ECLI:NL:CRVB:2007:BA2183
Centrale Raad van Beroep
- Eerste aanleg - meervoudig
- A. Beuker-Tilstra
- G.L.M.J. Stevens
- H.R. Geerling-Brouwer
- Rechtspraak.nl
Afwijzing aanvraag voor vergoeding van auto door oorlogsgetroffene
In deze zaak heeft de Centrale Raad van Beroep op 22 maart 2007 uitspraak gedaan in het geding tussen een appellant, geboren in 1939 en erkend als vervolgde en uitkeringsgerechtigde, en de Raadskamer WUV van de Pensioen- en Uitkeringsraad.
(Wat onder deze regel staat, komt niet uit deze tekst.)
PR #2657, opened 2023-03-07
Remove video of address lookup that uses Selects

martinwake:
The address lookup shown in the video example uses a Select (dropdown) component on the results page. The Select component's own page in the Design System says it should not be used except "as a last resort" and there are workable alternatives available (for example, a list of radios). 

The video causes confusion as it is widely understood to be "the GDS pattern" for address lookups: service teams then either build lookups that follow it or encounter the issues with Selects in their own testing and develop their own solutions from scratch, which may not be consistent with one another.

PR #5574, opened 2026-08-06
Delete unused address lookup video

36degrees:
We stopped including this video in our guidance in #2657 but never cleaned up the video file.


NickColley (approved):
🧹 toidy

De appellant had een aanvraag ingediend voor vergoeding van de aanschafkosten van een auto, welke aanvraag door de verweerster op beleidsmatige gronden was afgewezen. De verweerster stelde dat er geen medische noodzaak was voor de gevraagde voorziening, omdat de appellant in staat was om gebruik te maken van het openbaar vervoer.
De Raad had eerder, in een uitspraak van 24 november 2005, het besluit van de verweerster vernietigd, omdat deze niet met de nodige zorgvuldigheid had gehandeld. De verweerster was opgedragen om een nieuw besluit te nemen, rekening houdend met de twijfels over de medische gegevens. In het thans bestreden besluit heeft de verweerster opnieuw de aanvraag afgewezen, met als argument dat de appellant gebruik kan maken van een taxi en bepaalde vormen van openbaar vervoer. Dit standpunt was in overeenstemming met het advies van de geneeskundig adviseur A.M. Ohlenschlager, gebaseerd op een rapport van psychiater H.S.R. Witte.
De appellant heeft in beroep betoogd dat hij geen gebruik kan maken van het openbaar vervoer en dat de geneeskundig adviseur niet de vereiste zorgvuldigheid heeft betracht door nadere vragen te stellen aan de psychiater na ontvangst van diens rapport. De Raad oordeelde echter dat de verweerster op juiste wijze uitvoering had gegeven aan de eerdere uitspraak en dat het stellen van nadere vragen aan de psychiater gerechtvaardigd was om tot een zorgvuldig oordeel te komen. De Raad verklaarde het beroep van de appellant ongegrond en oordeelde dat er geen termen aanwezig waren voor een vergoeding van proceskosten.